Researchers from  Skoltech, Moscow State University (MSU), Tokyo University of Science and the University of Strasbourg have identified the type of electrochemical reaction associated with charge storage in the anode material for sodium-ion batteries (SIB).

The demand for lithium-ion (LIB) batteries and the average size of storage devices are constantly growing, however this growth trend is encountering multiple barriers, such the high cost of lithium salts, limited global reserves of lithium and uneven distribution of lithium-containing deposits across countries.

To overcome these hurdles, scientists are working on SIB, an alternative technology that may challenge both LIB and lead-acid batteries.

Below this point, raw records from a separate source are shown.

PR #402, opened 2018-04-27
Add a utility for finding an asset type or layout by name

atoghill:
The `base_path` method within `Records::Layout` checks the given input within the list of `types` and existing `layouts`. Returning the respective path if something is found or raising an error if nothing is found in either place.

From there the path can be used as the base of the asset to be created. This utility was made in preparation for the upcoming changes to `asset add` that allow an asset to be created from a layout or a type.


WilliamMcCumstie:
LGTM, It can be merged once the `CI` has ran

PR #456, opened 2018-10-29
Adapt Metalware to use Underware

bobwhitelock:
Many, many changes made to adapt Metalware to use [Underware](https://github.com/alces-software/underware). Many things have been removed as they now live in Underware, various other things have been adapted to reduce duplication and coupling with Underware. Also did lots of tidying at the same time, since I was taking a look over the whole codebase while doing this. See the many commits for the many details.


bobwhitelock:
Merging through now as CI has already passed, it's just picked up on my tiny amendment to a commit and is running again.

PR #9, opened 2023-02-24
Reduce print statements

Femkemilene:
Debugging with print statements should be turned off by default.


ldxib2 (changes requested):
I like debugging statements

PVercoulen-CE (commented):
Great stuff

PR #26, opened 2023-05-23
Fttpower update instructions

Femkemilene:
I think I've covered all updates here. I will ask the two dissertation students to test the capacity updates in the near future. 

Femke


PVercoulen-CE (approved):
Thanks for adding. Minor remarks not worth not approving: The counters sometimes skip a number.

PR #32, opened 2023-06-23
Ftt cpat scenarios

PaulinaSchA:


Femkemilene:
Can you describe the pull request a bit better? There are over 5000 files changes, and unfortunately, github isn't great with showing diffs for large pull requests. This seems to include more scenarios. Do we want all scenarios on the main branch? How much does it grow in size?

 While there is a broad diversity of compositions and structures that could be suitable for SIB cathodes or electrolytes, the anode still remains a stumbling block.

Graphite, which is successfully used in LIB, does not work for SIB because the sizes of carbon hexagons and sodium cations differ too much to provide intercalation.

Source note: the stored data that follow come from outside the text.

PR #45, opened 2023-08-07
Major update of the FTT models

PVercoulen-CE:
- Updated input CSVs
- Removed all scenarios other than S0 to avoid having to download lots of CSV files. Users can generate their own files.
- Included RH's RK4 approach in each FTT module (therefore not entirely inline with EEIST results, but it follows the same trend)
- Removed unnecessary files.
- Updated the front-end manager
- Gamma tool does not initialise properly yet.


Femkemilene (changes requested):
As this is an omnibus change, I cannot do a standard review process and cannot see diffs, so I'm reviewing if
1.  The model can be run from the front-end and back-end, for all FTT models included
     * Yes, but there are an annoying amount of warnings of CSV files present and not include in VariableListing. Not a blocker, but would be some good clean-up task after the PR is approved. Files present are FR08 and TDA1.
2.  the output matches EEIST close enough, given the difference in RK4
     * There is an error with MWKA likely. The standalone model version does not fully out-regulate nuclear in Belgium, but stops one year short at 5k GWh/y. 
    * The total share of solar is quite a bit higher in the standalone version in 2050 (32M GWh vs 24M GWh in EEIST). I believe RK4 brings the fastest-growing technology up, but this is more than expected. Is this indeed due to RK4? And do we need to adjust gamma values to ensure solar is not growing too much after this adjustment?
3.  If the front-end manager does what I expect
     * The simple indicator now has a weird selection of variables. Two times curtailment, one of which seems to be defined as zero. I assume this was used for debugging, and should still be reverted to the old selection? There are now no variables listed for FTT:H and FTT:Tr in the simple overview; was that the case before?

Femkemilene:
I've linked this PR to one issue. Are there more issues that are solved from this PR?

PVercoulen-CE:
Response:

1. Indeed, some files are not used anymore. Is it preferable to delete them now or in the next iteration? Some variables/files will be needed at some point. TDA1 provides information on when historical fleet data ends. TDA2 provides information on when historical cost data ends. We can use this in the future to allow us to update the models in phases. I'll create a separate issue for this.
2. I'll check MWKA. RK4 improves accuracy which shows especially when there's lots of curvature (ergo it affects solar most). We definitely need to recalibrate. Other workstreams on substitution frequencies would help alot (not in terms of alignment with EEIST but in general), and tweaking LCOE by including WACC.
3. The settings for what is visible under the various view settings haven't been changed. I believe we should discontinue the various views and just include all variables as I expect this is the one that is predominantly used anyway.

Femkemilene:
2. If the TDA1 files are going to be used soonish, we might as well keep them. Given that this will become the production version, I think we should recalibrate gammas now, at least for the most important regions. Hope our next update will tone down solar a bit (as costs are now for 2020, whereas the model starts in 2019, so we're underestimating costs by a year). 
3. Agree; also saves the fuss of having to maintain multiple lists. Not sure why I'm seeing a weird selection, if this hasn't been changed.

PVercoulen-CE:
1. Actually, TDA1 can go. We got the "histend" parameter for each variable which makes TDA1/2 redundant.
2. Agreed on calibration. On solar, I think Ian has looked/is looking at different substitution frequencies and their effect. I think that might be the bigger effect. Also, we're missing grid expansion costs which would weigh more heavily on VREs. The question is whether that is something that should be part of the decision-making LCOE or whether it should be part of the price formation. 

Github is telling me that changes have been requested but I struggle to figure what changes specifically are requested. Can you elaborate?

rh-camecon (approved):
Looking at this, it seems to be bringing over many needed changes which happened in REFEREE. I'd like to accept these changes, and then I can compare the RK4 with my version to check for bugs, and also take over my changes to capacity additions and regulations so they can be tested by the team.

I also want to sort out the FTT-IH folder structure for OIS. 

As for issues with the frontend, I think best to accept the changes and then flag the issues with the frontend as 'issues'.

rh-camecon:
Let's wait until capacity additions and regulations are fixed before we redo the gamma values. I'm ready to make the pull request and for everyone to take a look, but I need this pull to be approved first, otherwise it's too tangled.

Femkemilene (approved):

Femkemilene:
In terms of changes requested, I wanted to make sure the MWKA fault was addressed. I've approved the change for now, as I don't want to hold up on further improvements.

In the future, we may want to make the distinction between a main branch and a production branch. That way, we may be able to work more easily together without approving changes to the main that may give odd results (as in: I don't trust we should have this much solar, and would like to mitigate the problem at least by having correct gamma values).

Hard carbon seems to be the only material that can actually be used in the anode. Hard carbon formed by an irregular arrangement of distorted graphite-like layers demonstrates sodium-ion storage properties comparable to those of graphite in LIB, however it still remains unclear why and how this happens.

“There are several hypotheses as to how sodium could be introduced into hard carbon. In our study, we validated and slightly expanded one of them,” says researcher Zoya Bobyleva, “we found that hard carbon exhibits intercalation-type behavior to accumulate most of the charge, which is great news. Intercalation is exactly what the battery needs, while the surface processes associated with “pseudocapacitance” are the responsibility of supercapacitors that form a very narrow niche among chemical power sources.”

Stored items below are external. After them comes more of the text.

PR #51, opened 2023-08-16
Ensuring shares sum to 1

rh-camecon:
This update will make the following changes to how capacity or share additions are made in FTT stand alone, and how regulations are corrected for the stretching effect:

- Endogenous shares are calculated for every model following the substitutions made in the shares equation. 
- From here, endogenous capacity, generation, or useful energy demand is calculated. This difference depends on what the shares are shares of, e.g. in FTT: H market shares are calculated as shares of generation, so corrections should be made in generation space. 
- Share or capacity additions are corrected to the appropriate units for the given model, and scaled to the number of time steps. For this method, in the first year absolute differences from baseline will very closely match capacity additions (tested for TWSA). After the first year, the additions have stimulated demand and absolute differences will outstrip capacity additions.
- Note that the use of MWKA in FTT: P means the treatment is different. Setting MWKA to zero is now immediately effective, however all other values of MWKA may be adjusted due to the stretching effect. Nevertheless, even after setting >80% of capacity using MWKA, the model adjusts very well, and most targets are met after two years. This does not make a large impact of total capacity or total generation, which suggests the implementation works well. 
- As all corrections are done in capacity (or generation or UED) space, new shares are calculated using the new capacities. This ensures that if zero capacity has been mandated, there will be zero market shares. It ensures shares sum to 1 and prevents negative market shares. Any non-zero capacities will be subjected to the stretching effect, which will happen regardless of methodology.

All files are diffable so please critique the code and perform your own tests to confirm policy decisions are coming through as intended. If share/capacity additions every iteration becomes an issue, Cormac's method of only adding in the last iteration is also successful. Perhaps a switch for this should be a further development?

BONUS COMMIT

I have committed a launch.json file which, if debugging in vscode, will disable numba for you, so you do not need to comment any appearances of njit out if you want to debug the code. When debugging, select the Python: Debug File configuration.


SourceCode/Power/ftt_p_shares.py
```diff
@@ -145,59 +145,75 @@ def shares(dt, t, T_Scal, mewdt, mwdlt, mews_dt, metc_dt, mtcd_dt,
...
         MWKA_scalar = 1.0
 
-        dUkTK = (mwka[r, :, 0] - mewk_lag[r, :, 0])/no_it
+
+
+        # Correct for regulations using difference between endogenous capacity and capacity from last time step with endo shares
+            
+        dUkREG = -(endo_capacity - endo_shares*np.sum(mewk_dt[r, :, 0]))* isReg[r, :] 
+
+        #calculate capcity additions or subtractions after regulations, to prevent subtractions being too large and causing negatve shares.
```
Femkemilene, line 186:
```suggestion
        # calculate capacity additions or subtractions after regulations, to prevent subtractions being too large and causing negatve shares.
```

SourceCode/Industrial_Heat/ftt_fbt_main.py
```diff
@@ -381,39 +387,49 @@ def solve(data, time_lag, iter_lag, titles, histend, year, domain):#, #specs, co
...
+                dUk = dUkREG + dUkTK
+                dUtot_indirect = np.sum(dUk[:indirect_cut_off])
+                dUtot_direct = np.sum(dUk[indirect_cut_off:])
+
+                indirect_shares = (endo_ued[:indirect_cut_off] + dUk[:indirect_cut_off])/(np.sum(endo_ued[:indirect_cut_off])+dUtot_indirect)
+                direct_shares = (endo_ued[indirect_cut_off:] + dUk[indirect_cut_off:])/(np.sum(endo_ued[indirect_cut_off:])+dUtot_direct)
+                indirect_weighting = np.sum(endo_shares[:indirect_cut_off])
+                
+
+                # Calaculate changes to endogenous ued, and use to find new market shares
```
Femkemilene, line 425:
```suggestion
                # Calculate changes to endogenous ued, and use to find new market shares
```

SourceCode/Industrial_Heat/ftt_mtm_main.py
```diff
@@ -268,12 +267,13 @@ def solve(data, time_lag, iter_lag, titles, histend, year, domain):#, #specs, co
...
-        division = np.zeros([len(titles['RTI']), len(titles['ITTI'])])
-        division = divide((data_dt['IWK3'][:, :, 0] - data['IRG3'][:, :, 0]),
-                          data_dt['IRG3'][:, :, 0])
-        isReg = 0.5 + 0.5*np.tanh(2*1.25*division)
+        isReg = np.where(data['IRG3'][:, :, 0] > 0.0,
+                          (np.tanh(1 +
+                              (data_dt['IUD3'][:, :, 0] - data['IRG3'][:, :, 0]) 
+                                  / data['IRG3'][:, :, 0])),
+                          0.0)
         isReg[data['IRG3'][:, :, 0] == 0.0] = 1.0
```
Femkemilene, line 277: isReg is now a value between -1 and 1 everywhere. is that intentional? I believe it should be between 0 and 1, in a shape like 0.5 + 0.5 tanh(a + bx). If you put a=1.5 and b=10, you get quite reasonable behaviour.

SourceCode/Industrial_Heat/ftt_mtm_main.py
```diff
@@ -379,39 +381,50 @@ def solve(data, time_lag, iter_lag, titles, histend, year, domain):#, #specs, co
...
 
-                # Check that exogenous share changes add to zero
-                dUkTK = data['IXS3'][r, :, 0]/no_it
-                if (data['IXS3'][r, :, 0].sum() > 0.0):
-                    dUkTK[0] = dUkTK[0] - data['IXS3'][r, :, 0].sum()/no_it
+                # Convert exogenous share changes to capcity/useful energy demand. They do not need to sum to one.
+                dUkTK = data['IXS3'][r, :, 0]*Utot/no_it
+
+                #Check endogenous capacity plus additions for a single time step does not exceed regulated capacity.
+                #Convert ued to capcity for this check
```
Femkemilene, line 394:
```suggestion
                # Check endogenous capacity plus additions for a single time step does not exceed regulated capacity.
                # Convert ued to capcity for this check
```

SourceCode/Industrial_Heat/ftt_mtm_main.py
```diff
@@ -379,39 +381,50 @@ def solve(data, time_lag, iter_lag, titles, histend, year, domain):#, #specs, co
...
+
+                indirect_shares = (endo_ued[:indirect_cut_off] + dUk[:indirect_cut_off])/(np.sum(endo_ued[:indirect_cut_off])+dUtot_indirect)
+                direct_shares = (endo_ued[indirect_cut_off:] + dUk[indirect_cut_off:])/(np.sum(endo_ued[indirect_cut_off:])+dUtot_direct)
+                indirect_weighting = np.sum(endo_shares[:indirect_cut_off])
+                
 
-                # Convert to market shares and make sure sum is zero
-                # dSk = dUk/Utot - Uk dUtot/Utot^2  (Chain derivative)
-                dSk = np.divide(dUk, Utot) - data_dt['IWS3'][r, :, 0]*Utot*np.divide(dUtot, (Utot*Utot)) + dUkTK
+                # Calaculate changes to endogenous ued, and use to find new market shares
```
Femkemilene, line 419:
```suggestion
                # Calculate changes to endogenous ued, and use to find new market shares
```

SourceCode/Industrial_Heat/ftt_ois_main.py
```diff
@@ -367,6 +368,10 @@ def solve(data, time_lag, iter_lag, titles, histend, year, domain):#, #specs, co
                         #dSik[b1, b2] = S_i*S_k* (Aik*F[b1,b2]*Gijmax[b1] - Aki*F[b2,b1]*Gijmax[b2])*dt
                         #dSik[b2, b1] = -dSik[b1, b2]
 
+                #calculate temportary market shares and temporary capacity from endogenous results
```
Femkemilene, line 371:
```suggestion
                # calculate temporary market shares and temporary capacity from endogenous results
```

SourceCode/Industrial_Heat/ftt_ois_main.py
```diff
@@ -378,39 +383,50 @@ def solve(data, time_lag, iter_lag, titles, histend, year, domain):#, #specs, co
...
                 dSk = np.zeros((len(titles['ITTI'])))
                 dUk = np.zeros((len(titles['ITTI'])))
                 dUkTK = np.zeros((len(titles['ITTI'])))
                 dUkREG = np.zeros((len(titles['ITTI'])))
 
-                # Check that exogenous share changes add to zero
-                dUkTK = data['IXS5'][r, :, 0]/no_it
-                if (data['IXS5'][r, :, 0].sum() > 0.0):
-                    dUkTK[0] = dUkTK[0] - data['IXS5'][r, :, 0].sum()/no_it
+                # Convert exogenous share changes to capcity/useful energy demand. They do not need to sum to one.
```
Femkemilene, line 392:
```suggestion
                # Convert exogenous share changes to capacity/useful energy demand. They do not need to sum to one.
```

SourceCode/Power/ftt_p_shares.py
```diff
@@ -145,59 +145,75 @@ def shares(dt, t, T_Scal, mewdt, mwdlt, mews_dt, metc_dt, mtcd_dt,
         # Add in exogenous sales figures. These are blended with
         # endogenous result! Note that it's different from the
         # ExogSales specification!
```
Femkemilene, line 147:
```suggestion

```

Femkemilene (commented):
Did a quick review. Only important bit is the definition of isReg, which is now consistent (yay), but seems to range between -1 and 1, rather than 0 and 1.

SourceCode/Industrial_Heat/ftt_mtm_main.py
rh-camecon: isReg seems to be different in all versions, now I look at it. I did correct isReg to have the right variables in, but didn't look at the definitions. 

However, tanh( 1 + (C-R)/R) cannot become negative if both capacity C and regulation R are positive. It will go between 0 and 1. This is because the fraction part of this calculation cannot be greater than 1. 

Let's say capacity is 10 and the regulation is set to 20. Tanh(1 + (10-20)/20) = tanh(0.5) = 0.46
Let's say capacity is 10 and the regulation is set to 5. Tanh(1 + (10-5)/5) = tanh(2) = 0.96
For very, very small R, isreg will get closer and closer to 1.
For very, very large R relatve to C, isreg will be close to zero.

rh-camecon: Apologies for not catching the differences!

Femkemilene: I knew I was overlooking something (the [1+ ..] that ensures tanh doesn't drop below 1 ). 

I still think this is insufficiently strict when CAP>=REG (isReg = 0.76). We expect almost all new investments to be stopped at that point. The equation I fiddled out stops 95% of the investments at that point (0.5 + 0.5*tanh(1.5 + 10*[C-R]/R) ). The comments in the old code said 90% should be stopped. My equation is a bit ugly however, with quite random numbers.

rh-camecon: I'm happy to go with that equation if you have tested it, there is nothing wrong with ugly maths if it is ensuring the model works as intended.

I can't change my commit, but it looks like this will work for all the models (just checked it made sense for heat, where HREG is in shares for some reason) so if you want to put it in as a suggested change in all of them, I'm happy to add it to this pull!

Femkemilene:
I believe you can continue to commit in your branch, which automatically updates the pull request. May not have time till Friday.

SourceCode/Industrial_Heat/ftt_mtm_main.py
rh-camecon: Changes made.

Femkemilene (approved):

“This work is remarkable not only in showing how hard carbon works in the sodium-ion system but also in finding a way to produce hard carbon with a capacity of over 300 mAh/g comparable to that of graphite in LIB,” says Evgeny Antipov, a Skoltech professor and head of the Department of Electrochemistry at the MSU Faculty of Chemistry, “creating and optimising a new method takes a lot of painstaking effort that typically remains behind the scenes and is hardly ever reported in scientific papers, so it is important for us to show the ultimate result: we succeeded in making good anode materials for SIB and we know how they work.”